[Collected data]
══════
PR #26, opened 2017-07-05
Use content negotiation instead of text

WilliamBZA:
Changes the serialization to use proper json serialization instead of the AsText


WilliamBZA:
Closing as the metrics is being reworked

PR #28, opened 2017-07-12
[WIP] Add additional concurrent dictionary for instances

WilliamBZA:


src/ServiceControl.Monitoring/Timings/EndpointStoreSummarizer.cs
══════
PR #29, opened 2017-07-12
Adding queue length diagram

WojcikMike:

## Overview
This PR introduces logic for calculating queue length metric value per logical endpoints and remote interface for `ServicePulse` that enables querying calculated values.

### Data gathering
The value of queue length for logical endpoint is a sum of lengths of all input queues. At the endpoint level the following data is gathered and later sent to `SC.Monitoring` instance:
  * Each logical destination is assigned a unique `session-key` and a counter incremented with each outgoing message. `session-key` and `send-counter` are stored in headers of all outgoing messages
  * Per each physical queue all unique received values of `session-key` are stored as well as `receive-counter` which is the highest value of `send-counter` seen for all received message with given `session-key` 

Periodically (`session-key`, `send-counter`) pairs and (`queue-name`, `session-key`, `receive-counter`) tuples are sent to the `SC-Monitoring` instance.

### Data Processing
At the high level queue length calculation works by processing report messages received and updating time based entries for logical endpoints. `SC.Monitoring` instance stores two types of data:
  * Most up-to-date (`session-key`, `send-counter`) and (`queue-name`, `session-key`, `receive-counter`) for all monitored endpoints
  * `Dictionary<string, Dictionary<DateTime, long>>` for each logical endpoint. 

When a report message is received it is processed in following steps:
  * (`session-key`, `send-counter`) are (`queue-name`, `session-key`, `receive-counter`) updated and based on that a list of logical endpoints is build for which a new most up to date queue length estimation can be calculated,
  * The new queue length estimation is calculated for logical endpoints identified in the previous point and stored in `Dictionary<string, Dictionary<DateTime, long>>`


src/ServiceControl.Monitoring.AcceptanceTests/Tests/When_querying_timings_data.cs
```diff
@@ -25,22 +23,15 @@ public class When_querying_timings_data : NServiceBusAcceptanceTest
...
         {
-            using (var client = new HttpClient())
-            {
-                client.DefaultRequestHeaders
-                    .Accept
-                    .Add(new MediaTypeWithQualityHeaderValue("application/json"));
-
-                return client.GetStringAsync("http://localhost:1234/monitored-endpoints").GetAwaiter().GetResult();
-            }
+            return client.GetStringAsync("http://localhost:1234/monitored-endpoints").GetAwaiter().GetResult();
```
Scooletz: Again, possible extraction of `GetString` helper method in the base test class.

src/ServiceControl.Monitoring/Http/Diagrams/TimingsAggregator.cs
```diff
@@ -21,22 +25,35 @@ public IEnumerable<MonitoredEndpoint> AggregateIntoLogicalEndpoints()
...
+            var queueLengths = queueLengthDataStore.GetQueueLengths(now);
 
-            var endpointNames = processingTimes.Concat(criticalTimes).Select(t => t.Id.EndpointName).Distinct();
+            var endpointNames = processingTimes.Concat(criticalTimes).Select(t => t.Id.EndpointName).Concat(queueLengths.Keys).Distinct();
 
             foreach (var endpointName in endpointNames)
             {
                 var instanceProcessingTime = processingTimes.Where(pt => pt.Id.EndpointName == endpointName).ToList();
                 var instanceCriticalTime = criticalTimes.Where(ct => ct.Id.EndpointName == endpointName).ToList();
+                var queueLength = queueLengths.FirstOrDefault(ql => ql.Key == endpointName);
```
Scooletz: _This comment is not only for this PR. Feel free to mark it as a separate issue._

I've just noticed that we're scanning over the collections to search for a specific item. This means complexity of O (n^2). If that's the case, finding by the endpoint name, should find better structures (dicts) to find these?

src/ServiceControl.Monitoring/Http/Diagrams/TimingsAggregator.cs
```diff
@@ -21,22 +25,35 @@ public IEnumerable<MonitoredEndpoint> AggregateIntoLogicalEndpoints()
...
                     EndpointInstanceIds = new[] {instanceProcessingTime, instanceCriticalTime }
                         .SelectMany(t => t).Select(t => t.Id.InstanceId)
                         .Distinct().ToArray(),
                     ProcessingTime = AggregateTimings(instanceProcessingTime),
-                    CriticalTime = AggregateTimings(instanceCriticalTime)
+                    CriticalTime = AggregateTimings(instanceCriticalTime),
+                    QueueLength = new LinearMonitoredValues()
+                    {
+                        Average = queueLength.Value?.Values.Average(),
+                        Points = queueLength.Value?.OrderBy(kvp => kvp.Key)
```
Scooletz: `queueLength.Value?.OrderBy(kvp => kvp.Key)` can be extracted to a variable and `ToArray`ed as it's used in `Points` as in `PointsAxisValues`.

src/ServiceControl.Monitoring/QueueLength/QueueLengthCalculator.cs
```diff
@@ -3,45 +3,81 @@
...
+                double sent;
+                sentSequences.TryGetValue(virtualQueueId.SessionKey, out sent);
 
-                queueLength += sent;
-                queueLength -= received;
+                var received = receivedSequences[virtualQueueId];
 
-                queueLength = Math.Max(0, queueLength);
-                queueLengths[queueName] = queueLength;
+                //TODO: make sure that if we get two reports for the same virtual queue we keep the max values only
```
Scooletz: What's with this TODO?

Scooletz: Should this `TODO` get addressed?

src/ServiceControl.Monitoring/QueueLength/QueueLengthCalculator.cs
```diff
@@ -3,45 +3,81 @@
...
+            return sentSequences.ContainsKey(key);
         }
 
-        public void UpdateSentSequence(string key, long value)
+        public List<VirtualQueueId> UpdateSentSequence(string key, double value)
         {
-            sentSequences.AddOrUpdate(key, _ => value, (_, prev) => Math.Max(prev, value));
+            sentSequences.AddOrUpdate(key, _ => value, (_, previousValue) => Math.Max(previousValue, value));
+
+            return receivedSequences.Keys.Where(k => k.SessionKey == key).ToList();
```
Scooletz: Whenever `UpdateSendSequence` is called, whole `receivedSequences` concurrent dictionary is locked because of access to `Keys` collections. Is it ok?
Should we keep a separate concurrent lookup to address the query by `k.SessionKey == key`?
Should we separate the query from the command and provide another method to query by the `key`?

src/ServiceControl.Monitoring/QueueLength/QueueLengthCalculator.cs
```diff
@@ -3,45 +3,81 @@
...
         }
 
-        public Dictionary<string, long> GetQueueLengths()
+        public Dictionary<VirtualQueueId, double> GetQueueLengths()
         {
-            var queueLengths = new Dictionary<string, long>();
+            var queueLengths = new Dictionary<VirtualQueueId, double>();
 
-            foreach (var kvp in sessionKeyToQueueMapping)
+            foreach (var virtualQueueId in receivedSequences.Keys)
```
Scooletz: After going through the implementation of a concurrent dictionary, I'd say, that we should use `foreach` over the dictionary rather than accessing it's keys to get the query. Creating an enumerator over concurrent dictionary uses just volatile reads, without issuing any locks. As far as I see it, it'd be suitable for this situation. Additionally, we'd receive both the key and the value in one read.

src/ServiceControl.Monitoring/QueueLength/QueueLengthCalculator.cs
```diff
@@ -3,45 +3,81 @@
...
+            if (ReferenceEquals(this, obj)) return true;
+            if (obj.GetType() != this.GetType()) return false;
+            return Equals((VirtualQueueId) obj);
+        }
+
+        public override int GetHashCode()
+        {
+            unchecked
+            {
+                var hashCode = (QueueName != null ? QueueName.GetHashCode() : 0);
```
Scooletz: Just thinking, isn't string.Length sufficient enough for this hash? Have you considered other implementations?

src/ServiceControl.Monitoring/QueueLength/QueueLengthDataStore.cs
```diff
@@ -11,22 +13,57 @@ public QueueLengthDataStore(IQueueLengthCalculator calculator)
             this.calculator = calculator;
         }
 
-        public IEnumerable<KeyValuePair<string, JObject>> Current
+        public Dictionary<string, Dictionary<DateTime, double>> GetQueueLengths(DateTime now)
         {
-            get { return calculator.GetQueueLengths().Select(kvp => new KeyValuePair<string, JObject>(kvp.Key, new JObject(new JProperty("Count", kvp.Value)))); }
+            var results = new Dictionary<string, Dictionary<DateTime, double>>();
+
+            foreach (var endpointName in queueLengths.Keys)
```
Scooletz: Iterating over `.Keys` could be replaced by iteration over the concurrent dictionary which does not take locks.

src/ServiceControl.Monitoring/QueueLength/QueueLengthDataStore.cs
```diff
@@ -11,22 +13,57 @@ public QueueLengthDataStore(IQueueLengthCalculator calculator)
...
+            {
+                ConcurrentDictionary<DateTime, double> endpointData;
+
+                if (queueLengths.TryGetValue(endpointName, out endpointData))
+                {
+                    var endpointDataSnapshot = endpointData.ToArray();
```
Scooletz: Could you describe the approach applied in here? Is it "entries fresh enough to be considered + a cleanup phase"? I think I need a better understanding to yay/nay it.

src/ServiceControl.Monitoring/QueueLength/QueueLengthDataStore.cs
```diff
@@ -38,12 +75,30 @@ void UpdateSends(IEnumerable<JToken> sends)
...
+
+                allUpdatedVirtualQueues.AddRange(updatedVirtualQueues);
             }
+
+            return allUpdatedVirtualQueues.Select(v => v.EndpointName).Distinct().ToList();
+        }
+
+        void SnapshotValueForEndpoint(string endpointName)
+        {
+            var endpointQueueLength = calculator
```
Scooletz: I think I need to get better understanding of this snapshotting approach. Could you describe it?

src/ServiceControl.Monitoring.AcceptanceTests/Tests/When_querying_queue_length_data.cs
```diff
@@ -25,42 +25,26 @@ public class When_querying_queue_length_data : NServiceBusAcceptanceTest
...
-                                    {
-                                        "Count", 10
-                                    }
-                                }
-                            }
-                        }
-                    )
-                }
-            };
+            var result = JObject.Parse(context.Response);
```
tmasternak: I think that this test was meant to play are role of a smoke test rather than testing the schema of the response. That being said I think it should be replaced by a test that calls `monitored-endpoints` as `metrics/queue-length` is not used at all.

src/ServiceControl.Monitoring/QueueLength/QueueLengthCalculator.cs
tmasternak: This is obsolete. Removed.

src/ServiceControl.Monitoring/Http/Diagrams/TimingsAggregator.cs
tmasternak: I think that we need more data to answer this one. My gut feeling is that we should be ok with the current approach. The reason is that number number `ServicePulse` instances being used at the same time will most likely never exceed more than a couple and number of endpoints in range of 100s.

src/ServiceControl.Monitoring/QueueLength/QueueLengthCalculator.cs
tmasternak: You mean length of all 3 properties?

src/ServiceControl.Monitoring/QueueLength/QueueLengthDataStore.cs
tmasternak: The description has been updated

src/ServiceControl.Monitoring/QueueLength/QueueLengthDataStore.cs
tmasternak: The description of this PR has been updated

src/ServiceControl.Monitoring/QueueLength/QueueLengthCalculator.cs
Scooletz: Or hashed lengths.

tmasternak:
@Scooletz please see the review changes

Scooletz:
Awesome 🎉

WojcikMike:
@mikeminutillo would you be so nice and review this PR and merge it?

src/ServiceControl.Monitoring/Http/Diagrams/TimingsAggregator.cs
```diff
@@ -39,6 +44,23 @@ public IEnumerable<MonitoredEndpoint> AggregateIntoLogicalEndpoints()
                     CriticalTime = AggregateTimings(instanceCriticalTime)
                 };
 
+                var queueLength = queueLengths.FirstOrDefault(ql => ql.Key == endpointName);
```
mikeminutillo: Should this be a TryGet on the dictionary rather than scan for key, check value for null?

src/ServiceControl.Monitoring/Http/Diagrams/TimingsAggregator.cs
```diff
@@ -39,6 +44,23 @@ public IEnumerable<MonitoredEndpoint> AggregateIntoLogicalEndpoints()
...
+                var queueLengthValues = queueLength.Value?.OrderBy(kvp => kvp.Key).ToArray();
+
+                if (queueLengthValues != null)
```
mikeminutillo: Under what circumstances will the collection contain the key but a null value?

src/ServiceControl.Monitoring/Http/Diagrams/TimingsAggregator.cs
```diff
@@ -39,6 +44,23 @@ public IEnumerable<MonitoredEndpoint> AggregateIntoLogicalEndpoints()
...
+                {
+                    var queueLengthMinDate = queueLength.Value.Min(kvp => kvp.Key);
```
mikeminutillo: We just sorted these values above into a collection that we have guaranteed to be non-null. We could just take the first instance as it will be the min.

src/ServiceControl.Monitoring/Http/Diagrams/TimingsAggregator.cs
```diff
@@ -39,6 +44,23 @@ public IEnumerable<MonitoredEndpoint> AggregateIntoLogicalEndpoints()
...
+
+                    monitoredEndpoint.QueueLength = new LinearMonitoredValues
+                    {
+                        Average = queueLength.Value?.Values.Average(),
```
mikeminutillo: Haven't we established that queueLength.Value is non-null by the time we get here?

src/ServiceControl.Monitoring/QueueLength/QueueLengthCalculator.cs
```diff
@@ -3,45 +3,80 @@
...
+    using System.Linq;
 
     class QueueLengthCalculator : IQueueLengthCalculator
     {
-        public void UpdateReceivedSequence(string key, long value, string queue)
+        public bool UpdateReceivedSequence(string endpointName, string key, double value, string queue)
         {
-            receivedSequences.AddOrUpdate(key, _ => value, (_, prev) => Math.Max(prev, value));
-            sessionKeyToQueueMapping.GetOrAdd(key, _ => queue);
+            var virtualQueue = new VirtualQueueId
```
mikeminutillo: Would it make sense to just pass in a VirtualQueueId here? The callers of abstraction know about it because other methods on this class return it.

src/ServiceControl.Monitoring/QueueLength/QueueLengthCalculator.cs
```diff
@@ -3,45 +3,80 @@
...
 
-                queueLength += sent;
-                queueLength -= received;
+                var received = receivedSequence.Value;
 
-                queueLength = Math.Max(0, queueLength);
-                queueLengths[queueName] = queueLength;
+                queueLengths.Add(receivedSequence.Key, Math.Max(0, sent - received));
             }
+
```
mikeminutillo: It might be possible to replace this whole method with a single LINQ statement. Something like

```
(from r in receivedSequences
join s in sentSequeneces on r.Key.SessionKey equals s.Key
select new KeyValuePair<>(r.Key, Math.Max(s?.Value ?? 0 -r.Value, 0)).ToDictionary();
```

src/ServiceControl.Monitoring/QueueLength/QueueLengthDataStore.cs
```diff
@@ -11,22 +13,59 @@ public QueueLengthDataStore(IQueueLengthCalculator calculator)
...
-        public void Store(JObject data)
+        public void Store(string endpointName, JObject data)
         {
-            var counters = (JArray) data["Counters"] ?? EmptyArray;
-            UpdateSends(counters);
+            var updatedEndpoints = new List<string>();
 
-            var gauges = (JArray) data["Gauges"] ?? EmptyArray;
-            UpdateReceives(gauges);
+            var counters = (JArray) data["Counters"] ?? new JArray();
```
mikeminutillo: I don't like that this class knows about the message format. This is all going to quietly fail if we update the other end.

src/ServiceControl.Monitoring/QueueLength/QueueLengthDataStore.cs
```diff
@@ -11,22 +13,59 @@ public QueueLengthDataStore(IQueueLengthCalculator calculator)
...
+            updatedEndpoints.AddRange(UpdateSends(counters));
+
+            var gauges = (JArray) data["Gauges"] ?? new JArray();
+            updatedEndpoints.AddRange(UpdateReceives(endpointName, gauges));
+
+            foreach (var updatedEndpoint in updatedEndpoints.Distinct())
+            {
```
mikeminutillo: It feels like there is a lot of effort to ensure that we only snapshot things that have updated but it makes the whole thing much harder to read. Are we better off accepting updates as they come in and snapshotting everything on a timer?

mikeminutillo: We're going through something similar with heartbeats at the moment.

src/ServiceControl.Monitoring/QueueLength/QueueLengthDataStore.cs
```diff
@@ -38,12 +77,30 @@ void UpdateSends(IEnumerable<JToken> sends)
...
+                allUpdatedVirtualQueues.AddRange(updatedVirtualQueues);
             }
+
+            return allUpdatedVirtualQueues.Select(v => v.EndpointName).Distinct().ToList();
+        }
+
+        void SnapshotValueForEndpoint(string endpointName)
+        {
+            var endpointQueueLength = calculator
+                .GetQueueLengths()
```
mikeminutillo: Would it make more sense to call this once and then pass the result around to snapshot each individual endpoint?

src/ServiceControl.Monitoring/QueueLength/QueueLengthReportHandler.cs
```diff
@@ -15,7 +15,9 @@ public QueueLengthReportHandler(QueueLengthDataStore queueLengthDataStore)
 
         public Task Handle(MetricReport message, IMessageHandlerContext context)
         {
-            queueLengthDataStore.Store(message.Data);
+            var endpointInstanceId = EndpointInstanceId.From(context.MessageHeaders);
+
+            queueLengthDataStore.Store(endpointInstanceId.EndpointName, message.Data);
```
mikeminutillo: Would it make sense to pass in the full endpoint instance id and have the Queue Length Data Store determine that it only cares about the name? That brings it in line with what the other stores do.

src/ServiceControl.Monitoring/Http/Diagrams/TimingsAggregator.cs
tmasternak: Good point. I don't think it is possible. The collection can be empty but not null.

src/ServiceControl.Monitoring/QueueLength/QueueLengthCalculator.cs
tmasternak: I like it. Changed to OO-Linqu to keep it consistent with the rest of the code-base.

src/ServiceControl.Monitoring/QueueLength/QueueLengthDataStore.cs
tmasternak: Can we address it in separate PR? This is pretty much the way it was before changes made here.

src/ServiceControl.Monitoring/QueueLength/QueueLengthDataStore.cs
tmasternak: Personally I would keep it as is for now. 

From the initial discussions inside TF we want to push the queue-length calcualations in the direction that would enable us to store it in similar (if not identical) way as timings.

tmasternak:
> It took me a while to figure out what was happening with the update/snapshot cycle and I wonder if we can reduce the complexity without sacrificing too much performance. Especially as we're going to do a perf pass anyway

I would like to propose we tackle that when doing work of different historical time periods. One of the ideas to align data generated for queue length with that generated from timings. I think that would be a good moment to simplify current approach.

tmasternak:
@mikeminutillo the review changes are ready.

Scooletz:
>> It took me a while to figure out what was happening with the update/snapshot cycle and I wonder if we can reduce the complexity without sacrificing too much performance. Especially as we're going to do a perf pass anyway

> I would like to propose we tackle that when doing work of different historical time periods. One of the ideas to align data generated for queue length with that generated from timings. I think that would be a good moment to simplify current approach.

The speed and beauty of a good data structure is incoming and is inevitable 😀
══════
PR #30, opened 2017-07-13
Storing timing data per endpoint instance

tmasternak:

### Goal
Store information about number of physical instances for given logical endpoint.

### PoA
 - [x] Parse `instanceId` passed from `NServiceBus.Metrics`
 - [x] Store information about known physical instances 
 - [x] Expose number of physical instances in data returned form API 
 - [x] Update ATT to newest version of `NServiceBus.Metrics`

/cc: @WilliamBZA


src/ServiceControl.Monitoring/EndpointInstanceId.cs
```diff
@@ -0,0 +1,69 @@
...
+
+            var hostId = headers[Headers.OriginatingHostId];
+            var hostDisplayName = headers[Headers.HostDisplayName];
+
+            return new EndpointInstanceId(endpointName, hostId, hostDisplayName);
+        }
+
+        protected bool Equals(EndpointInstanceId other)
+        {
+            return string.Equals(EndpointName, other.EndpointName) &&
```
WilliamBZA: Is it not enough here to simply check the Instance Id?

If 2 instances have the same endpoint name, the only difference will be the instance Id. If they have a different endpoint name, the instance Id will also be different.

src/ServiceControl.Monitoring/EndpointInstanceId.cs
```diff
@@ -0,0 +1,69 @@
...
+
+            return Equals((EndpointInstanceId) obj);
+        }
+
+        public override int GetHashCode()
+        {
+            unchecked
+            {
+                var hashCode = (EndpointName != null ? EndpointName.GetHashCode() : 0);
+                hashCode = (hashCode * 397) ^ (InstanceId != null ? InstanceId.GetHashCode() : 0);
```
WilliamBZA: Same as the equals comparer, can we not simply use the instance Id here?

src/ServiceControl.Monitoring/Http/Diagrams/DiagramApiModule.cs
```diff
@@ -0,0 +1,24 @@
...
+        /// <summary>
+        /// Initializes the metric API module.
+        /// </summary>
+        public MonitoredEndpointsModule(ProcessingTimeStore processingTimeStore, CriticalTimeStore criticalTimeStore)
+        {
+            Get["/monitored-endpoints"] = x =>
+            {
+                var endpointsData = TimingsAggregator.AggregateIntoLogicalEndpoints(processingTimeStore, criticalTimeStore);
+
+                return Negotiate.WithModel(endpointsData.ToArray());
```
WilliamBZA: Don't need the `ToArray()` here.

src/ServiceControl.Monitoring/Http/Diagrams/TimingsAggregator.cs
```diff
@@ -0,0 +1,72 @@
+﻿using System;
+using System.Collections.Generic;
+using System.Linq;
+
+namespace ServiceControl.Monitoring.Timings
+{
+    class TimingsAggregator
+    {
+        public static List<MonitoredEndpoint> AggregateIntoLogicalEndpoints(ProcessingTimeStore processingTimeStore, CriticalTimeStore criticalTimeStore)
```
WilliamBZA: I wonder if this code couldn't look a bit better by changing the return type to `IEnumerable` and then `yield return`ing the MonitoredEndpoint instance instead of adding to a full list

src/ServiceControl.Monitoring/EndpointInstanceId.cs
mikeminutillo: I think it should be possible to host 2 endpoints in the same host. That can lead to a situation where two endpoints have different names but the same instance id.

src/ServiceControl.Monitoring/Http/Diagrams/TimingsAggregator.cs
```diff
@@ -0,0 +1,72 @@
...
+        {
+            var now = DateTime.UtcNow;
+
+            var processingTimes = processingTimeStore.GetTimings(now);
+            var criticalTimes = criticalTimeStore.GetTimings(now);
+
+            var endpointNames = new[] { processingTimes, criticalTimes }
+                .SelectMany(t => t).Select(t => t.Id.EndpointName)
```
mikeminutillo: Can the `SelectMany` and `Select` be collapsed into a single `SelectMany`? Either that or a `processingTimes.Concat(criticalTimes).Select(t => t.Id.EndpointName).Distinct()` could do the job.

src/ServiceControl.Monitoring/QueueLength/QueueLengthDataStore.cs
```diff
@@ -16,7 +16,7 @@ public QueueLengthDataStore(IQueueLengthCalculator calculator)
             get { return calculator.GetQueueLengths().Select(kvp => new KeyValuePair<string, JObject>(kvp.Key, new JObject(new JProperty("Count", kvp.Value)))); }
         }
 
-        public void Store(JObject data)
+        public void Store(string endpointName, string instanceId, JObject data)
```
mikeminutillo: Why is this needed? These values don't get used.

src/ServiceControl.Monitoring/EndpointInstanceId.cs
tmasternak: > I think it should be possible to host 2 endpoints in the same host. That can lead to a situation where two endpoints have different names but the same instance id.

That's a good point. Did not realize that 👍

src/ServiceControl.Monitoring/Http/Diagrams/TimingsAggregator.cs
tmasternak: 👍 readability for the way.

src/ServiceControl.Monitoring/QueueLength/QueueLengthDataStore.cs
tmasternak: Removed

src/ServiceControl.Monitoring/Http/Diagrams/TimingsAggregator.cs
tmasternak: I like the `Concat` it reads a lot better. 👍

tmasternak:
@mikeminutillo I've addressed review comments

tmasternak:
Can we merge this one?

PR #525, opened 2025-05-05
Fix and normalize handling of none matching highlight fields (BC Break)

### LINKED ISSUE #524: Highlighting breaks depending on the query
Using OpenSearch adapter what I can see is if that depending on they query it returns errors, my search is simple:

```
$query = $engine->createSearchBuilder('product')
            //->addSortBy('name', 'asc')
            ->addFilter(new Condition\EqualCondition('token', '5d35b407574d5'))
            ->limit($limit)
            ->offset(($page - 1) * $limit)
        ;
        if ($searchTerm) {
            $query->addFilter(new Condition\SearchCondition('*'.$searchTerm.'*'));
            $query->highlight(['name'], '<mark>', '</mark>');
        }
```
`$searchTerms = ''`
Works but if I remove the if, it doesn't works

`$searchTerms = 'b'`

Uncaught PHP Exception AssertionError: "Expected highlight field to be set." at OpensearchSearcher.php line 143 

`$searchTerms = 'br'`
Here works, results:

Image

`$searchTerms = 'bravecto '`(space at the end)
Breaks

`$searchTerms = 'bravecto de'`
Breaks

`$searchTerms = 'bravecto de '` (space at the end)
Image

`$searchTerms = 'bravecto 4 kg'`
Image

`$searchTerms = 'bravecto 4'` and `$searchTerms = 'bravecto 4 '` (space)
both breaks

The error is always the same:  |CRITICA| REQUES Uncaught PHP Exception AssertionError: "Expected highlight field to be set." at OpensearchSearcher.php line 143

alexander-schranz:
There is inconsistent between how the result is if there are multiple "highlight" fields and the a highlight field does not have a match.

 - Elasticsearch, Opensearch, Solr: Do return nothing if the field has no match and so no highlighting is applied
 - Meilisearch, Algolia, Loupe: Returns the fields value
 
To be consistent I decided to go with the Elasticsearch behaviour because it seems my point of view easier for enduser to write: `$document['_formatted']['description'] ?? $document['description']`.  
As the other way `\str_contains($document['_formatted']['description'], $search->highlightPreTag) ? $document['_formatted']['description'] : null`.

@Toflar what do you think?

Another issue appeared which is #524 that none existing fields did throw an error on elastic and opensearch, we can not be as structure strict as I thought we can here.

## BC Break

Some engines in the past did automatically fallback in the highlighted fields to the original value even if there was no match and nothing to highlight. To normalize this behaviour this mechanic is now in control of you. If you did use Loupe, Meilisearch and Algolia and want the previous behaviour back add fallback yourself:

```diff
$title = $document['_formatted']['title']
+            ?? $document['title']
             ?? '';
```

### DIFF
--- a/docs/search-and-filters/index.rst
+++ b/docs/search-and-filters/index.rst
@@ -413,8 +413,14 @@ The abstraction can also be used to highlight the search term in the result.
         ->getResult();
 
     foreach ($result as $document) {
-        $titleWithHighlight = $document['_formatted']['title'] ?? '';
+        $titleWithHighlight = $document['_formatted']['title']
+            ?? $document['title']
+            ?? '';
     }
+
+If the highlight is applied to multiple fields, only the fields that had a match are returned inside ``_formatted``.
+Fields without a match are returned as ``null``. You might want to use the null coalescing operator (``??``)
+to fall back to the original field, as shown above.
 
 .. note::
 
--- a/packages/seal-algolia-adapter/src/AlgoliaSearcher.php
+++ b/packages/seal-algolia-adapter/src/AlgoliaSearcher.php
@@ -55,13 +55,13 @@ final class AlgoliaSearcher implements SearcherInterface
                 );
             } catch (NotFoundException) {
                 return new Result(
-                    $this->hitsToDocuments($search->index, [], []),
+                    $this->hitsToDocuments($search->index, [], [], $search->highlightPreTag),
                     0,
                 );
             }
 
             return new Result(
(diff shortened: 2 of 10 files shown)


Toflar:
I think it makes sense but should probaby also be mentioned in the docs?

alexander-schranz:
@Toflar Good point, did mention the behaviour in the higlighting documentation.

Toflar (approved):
══════
* _AIM OF THE TASK_
An exact copy of the lines above, from the one containing "As the other" through the one containing "do you think?", is the whole of the answer.

* _OUTPUT OF THE TASK_
As the other way `\str_contains($document['_formatted']['description'], $search->highlightPreTag) ? $document['_formatted']['description'] : null`.

@Toflar what do you think?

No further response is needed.